Their tenth hour under the earth, six o’clock in the evening, they had traced and retraced and circled the center of their search and were in a new gallery. Bats spiraled upward and escaped through some vent in the arched ceiling. A weak shaft of light infiltrated from far above and struck all the way down to the cavern floor, fresh and beautiful as a spring in the desert.
It was a ventilation shaft, drilled in the rock. She went to it as if pulled by strings and stood in the light and looked up. She had been in darkness for a century.
“I’ll track this, up top, and find it,” Poulet said. “It’ll show exactly where we are. But that’s going to take a day or two. It probably comes up in somebody’s garden.”

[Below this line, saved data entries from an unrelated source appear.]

PR #136, opened 2019-10-01
Fix test failure due to iframe loading

bencrouse:
This test has started failing due to Capybara or Selenium not finding
the release select in the iframe. A simple sleep fixes the problem, we
weren't able to track down a proper cause.

We'll be refactoring the admin toolbar away from an iframe in v3.6, so
this will be a temporary hack to fix. We'll remove this at that point in
time.


bencrouse:
@meowsus I didn't know what project to put this on, so I left blank for now.

meowsus:
> @meowsus I didn't know what project to put this on, so I left blank for now.

@bencrouse we abandoned projects when we went to ZenHub.

PR #138, opened 2019-10-02
Add additional segment rules

bencrouse:
For whether the visitor is logged in and whether they're tagged.

No changelog

This is pointing at my branch for activeness for now.


mttdffy:
Other than the build this looks good to me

They stood, all of them, looking up.
“It’ll be big enough for a man to go through, lowered by a rope. Always good to have one more entrance,” Poulet said.
They were close. She knew it. If she could tear these rock walls and rock stanchions apart, she’d find it. We will not be in time. I made a mistake, trying this.
Jean-Paul came up beside her. “We can do the ploy with a prison transfer, just after dawn. We have time to forge the papers if we head back now. We’ll use Harrier’s carriage and he’ll go as driver. I still play a convincing guard.”
You will not risk your life—you, who have a wife and a child and another baby coming. “No.”